--- START ---

PR #1403, opened 2024-07-18
Implement `/profile` presentation and container

dominik-stumpf:
~~PR responsible for implementing the `/profile` route design and preparing abstracted components later to be joined up with the backend by another PR.~~ This PR is responsible for collecting all features required by `/profile`


src/app/(marketing)/profile/[username]/page.tsx
```diff
@@ -0,0 +1,195 @@
...
+  params: { username: string }
+}) => {
+  const profile = await getProfileData(username)
+  const level = 50
+
+  return (
+    <Layout>
+      <LayoutHero>
+        <LayoutHeader />
+        <LayoutBanner className="-bottom-[500px]">
```
Comment (BrickheadJohnny) [inline src/app/(marketing)/profile/[username]/page.tsx:69]: Let's use the `Layout` component's capabilities here! The background image should be dynamic (its height basically depends on the profile description), so in my opinion we should remove this arbitrary value here and just put the image, name, handle, description, followers section inside `LayoutHero`, that way the CSS will handle the proper height. ;)

src/app/(marketing)/profile/[username]/page.tsx
```diff
@@ -0,0 +1,195 @@
...
+          <div className="absolute inset-0 bg-[url('/banner.svg')] opacity-10" />
+          <div className="absolute inset-0 bg-gradient-to-t from-background" />
+        </LayoutBanner>
+      </LayoutHero>
+      <LayoutMain>
+        <div className="mt-24">
+          <div className="relative mb-24 flex flex-col items-center">
+            <EditProfile
+              profileImageUrl={profile.profileImageUrl}
```
Comment (BrickheadJohnny) [inline src/app/(marketing)/profile/[username]/page.tsx:78]: What if we'd wrap the whole page in `SWRConfig` & provide the server side fetched data to it as a default value & create a `useProfile` hook to retrieve the necessary data inside each component? That way we wouldn't need to pass so many parameters here and in other places.

src/app/(marketing)/profile/[username]/constants.ts
```diff
@@ -0,0 +1,14 @@
...
+  { color: "#88d525", title: "learner" },
+  { color: "#f6ca45", title: "knight" },
+  { color: "#78c93d", title: "veteran" },
+  { color: "#ec5a53", title: "champion" },
+  { color: "#53adf0", title: "hero" },
+  { color: "#c385f8", title: "master" },
+  { color: "#3e6fc3", title: "grand master" },
+  { color: "#be4681", title: "legend" },
+  { color: "#000000", title: "mythic" },
+  { color: "linear-gradient(to left top, #00cbfa, #b9f2ff)", title: "???" },
```
Comment (BrickheadJohnny) [inline src/app/(marketing)/profile/[username]/constants.ts:13]: ??? :D

src/app/(marketing)/profile/_components/EditContributions.tsx
```diff
@@ -0,0 +1,61 @@
...
+import { Schemas } from "@guildxyz/types"
+// import { zodResolver } from "@hookform/resolvers/zod"
+import { Pencil } from "@phosphor-icons/react"
+import { FormProvider, useForm } from "react-hook-form"
+
+export const EditContributions = (
+  contribution: Schemas["ProfileContributionUpdate"]
+) => {
+  const form = useForm<Schemas["ProfileContributionUpdate"]>({
+    // resolver: zodResolver(profileSchema),
```
BrickheadJohnny, line 22: Are there any issues with this? 👀

src/app/(marketing)/profile/_components/EditContributions.tsx
```diff
@@ -0,0 +1,61 @@
...
+  })
+
+  async function onSubmit(values: Schemas["ProfileContributionUpdate"]) {
+    console.log("edit contributions submit", values)
+  }
+
+  return (
+    <Dialog>
+      <DialogTrigger asChild>
+        <Button variant="solid" size="icon">
```
BrickheadJohnny, line 36: The button should be smaller & fully rounded (we can handle it here with a className & if we need to use the same button in multiple places, we could even add a variant to it)

src/app/(marketing)/profile/_components/EditContributions.tsx
```diff
@@ -0,0 +1,61 @@
...
+        </Button>
+      </DialogTrigger>
+      <DialogContent size="lg" className="bg-background">
+        <DialogHeader>
+          <DialogTitle>Edit profile</DialogTitle>
+          <DialogCloseButton />
+        </DialogHeader>
+        <FormProvider {...form}>
+          <form onSubmit={form.handleSubmit(onSubmit)}>
+            <DialogBody>
```
BrickheadJohnny, line 47: Will you implement the modal in this PR or you'll add it later in another one?

src/v2/components/ui/Textarea.tsx
```diff
@@ -0,0 +1,24 @@
...
+
+export interface TextareaProps
+  extends React.TextareaHTMLAttributes<HTMLTextAreaElement> {}
+
+const Textarea = React.forwardRef<HTMLTextAreaElement, TextareaProps>(
+  ({ className, ...props }, ref) => {
+    return (
+      <textarea
+        className={cn(
+          "flex min-h-[80px] w-full rounded-md border border-input bg-card-secondary px-3 py-2 text-sm ring-offset-background placeholder:text-muted-foreground focus-visible:outline-none focus-visible:ring-2 focus-visible:ring-ring focus-visible:ring-offset-2 disabled:cursor-not-allowed disabled:opacity-50",
```
BrickheadJohnny, line 13: I think this should have a default `rounded-lg` radius (like the default variant of the `Input` component). And the text shouldn't be small inside a textarea. (Just checked & we use small text inside inputs too, will make sure to change that too!)

Let's also modify the ring, it should look the same as on simple inputs.

src/app/(marketing)/profile/_components/OperatedGuildCard.tsx
```diff
@@ -0,0 +1,50 @@
...
+import { Card } from "@/components/ui/Card"
+import { Skeleton } from "@/components/ui/Skeleton"
+import { User } from "@phosphor-icons/react/dist/ssr"
+import { AvatarImage } from "@radix-ui/react-avatar"
+import Image from "next/image"
+
+export const OperatedGuildCard = () => {
+  return (
+    <Card className="flex">
+      <div className="relative w-1/3">
```
BrickheadJohnny, line 12: I think it would be easier to use grid here with 3 cols. That would also help to easily handle the mobile view which is missing right now 😉

src/app/(marketing)/profile/_components/OperatedGuildCard.tsx
```diff
@@ -0,0 +1,50 @@
...
+        <div className="absolute inset-0 bg-black" />
```
BrickheadJohnny, line 13: We should add a horizontal padding to this container!

src/app/(marketing)/profile/_components/OperatedGuildCard.tsx
```diff
@@ -0,0 +1,50 @@
...
+              <Skeleton className="size-full" />
+            </AvatarFallback>
+          </Avatar>
+          <h3 className="text-center font-bold font-display text-xl">
+            The Guilded Age Guild
+            <CheckMark className="ml-2 inline-block size-6" />
+          </h3>
+        </div>
+      </div>
+      <div className="grid grow grid-cols-2 justify-stretch gap-2 px-6 py-5">
```
BrickheadJohnny, line 39: Let's use 1 column in mobile view!

src/app/(marketing)/profile/_components/LevelBadge.tsx
```diff
@@ -0,0 +1,49 @@
...
+  return (
+    <div
+      className={cn("relative grid size-12 place-items-center shadow-lg", className)}
+    >
+      <div className="size-full rounded-full" style={{ background: rank.color }} />
+      <div className="absolute select-none font-extrabold text-xl">{level}</div>
+    </div>
+  )
+}
+// <Polygon sides={5} radius={20} color={"hsl(var(--primary))"} />
```
BrickheadJohnny, line 49: 🗑️

src/app/(marketing)/profile/_components/LevelBadge.tsx
```diff
@@ -0,0 +1,49 @@
...
+
+type PolygonProps = {
+  sides: number
+  radius: number
+  color: string
+}
+
+const Polygon = ({ sides, radius, color }: PolygonProps) => {
+  const angleStep = (2 * Math.PI) / sides
+  const points = Array.from({ length: sides }, (_, i) => {
```
BrickheadJohnny, line 12: Wow, clever solution! 🤯

src/app/(marketing)/profile/_components/EditProfile.tsx
BrickheadJohnny, line 1: Inputs should be darker inside this modal (like in Figma)

src/app/(marketing)/profile/_components/EditProfile.tsx
```diff
@@ -0,0 +1,216 @@
...
+                          />
+                        ) : (
+                          <div className="size-full bg-purple-800" />
+                        )}
+                      </div>
+                      <div className="relative flex items-center gap-3">
+                        <Button size="icon" variant="ghost">
+                          <ImageIcon weight="bold" size={24} />
+                        </Button>
+                        <Separator orientation="vertical" className="h-6 w-0.5" />
```
BrickheadJohnny, line 120: The separator color is inaccurate, I think we can use an arbitrary value here (maybe a white color with 50% opacity), since this is an "edge case".

src/app/(marketing)/profile/_components/EditProfile.tsx
```diff
@@ -0,0 +1,216 @@
...
+                    <FormControl>
+                      <Textarea placeholder="" className="max-h-12" {...field} />
+                    </FormControl>
+                    <FormErrorMessage />
+                  </FormItem>
+                )}
+              />
+            </DialogBody>
+            <DialogFooter>
+              <Button colorScheme="destructive" type="submit">
```
BrickheadJohnny, line 200: This button is too strong in my opinion, I think we should try to use another variant. Maybe outline? And I'm not 100% sure if we actually need this functionality, because in theory if the user cancels their subscription, we just delete their profile, right? (Except for the lifetime subscription, I think)

src/app/(marketing)/profile/_components/RecentActivity.tsx
```diff
@@ -0,0 +1,68 @@
...
+import { useState } from "react"
+
+export const RecentActivity = () => {
+  const ACTIVITY_FILTERS = ["All", "Editing", "Join", "NFTs"] as const
+  const [activityFilter, setActivityFilter] =
+    useState<(typeof ACTIVITY_FILTERS)[number]>("All")
+
+  return (
+    <>
+      <ToggleGroup
```
BrickheadJohnny, line 17: These toggles should be smaller according to Figma

BrickheadJohnny (commented):
This probably wasn't the final review, but I left a couple of comments for you! ;) Also, I believe that all "primary" colors (e.g. the charts, the progress around the profile and the rank badge) should be generated on the fly. We could actually generate several swatches from the current rank's color & use them.

src/app/(marketing)/profile/_components/LevelBadge.tsx
dominik-stumpf: At your service! :smile:

src/app/(marketing)/profile/[username]/constants.ts
Comment (dominik-stumpf) [reply src/app/(marketing)/profile/[username]/constants.ts:13]: Don't judge me. I'm just doing what I have to do. :laughing:

src/app/(marketing)/profile/_components/EditProfile.tsx
dominik-stumpf: This button is actually temporary, and only needed for development.

src/app/(marketing)/profile/_components/EditContributions.tsx
dominik-stumpf: The presentation part will be implemented here, presumably tomorrow.

src/app/(marketing)/profile/_components/EditContributions.tsx
dominik-stumpf: If I made it any smaller I think it would be too much. I will talk about this with the designers.

src/app/(marketing)/profile/_components/CircularProgressBar.tsx
```diff
@@ -0,0 +1,36 @@
+"use client"
+
+import { ChartContainer } from "@/components/ui/Chart"
+import { RadialBar, RadialBarChart } from "recharts"
```
dovalid, line 4: We should use visx (that we already use, we can talk about the reasons tomorrow) or ideally not even that just a simple Progress component with a basic solution (svg morphing maybe, but we should check what's the recommended way to do it)

src/app/(marketing)/profile/_components/ActivityChart.tsx
```diff
@@ -0,0 +1,100 @@
+"use client"
+
+import {
+  ChartConfig,
+  ChartContainer,
+  ChartTooltip,
+  ChartTooltipContent,
+} from "@/components/ui/Chart"
+import { Bar, BarChart, XAxis } from "recharts"
```
dovalid, line 9: Same here, we should use visx, but we should just remove the component now, we'll handle it when it's actually used

dominik-stumpf:
Merging this to remove the number of stale branches. Note that some of the changes here are not yet reviewed.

--- END ---

== ASSIGNMENT ==
Each line with "string" in it must be identified and copied from the material.

== WRITTEN RESPONSE ==
+  params: { username: string }
+  color: string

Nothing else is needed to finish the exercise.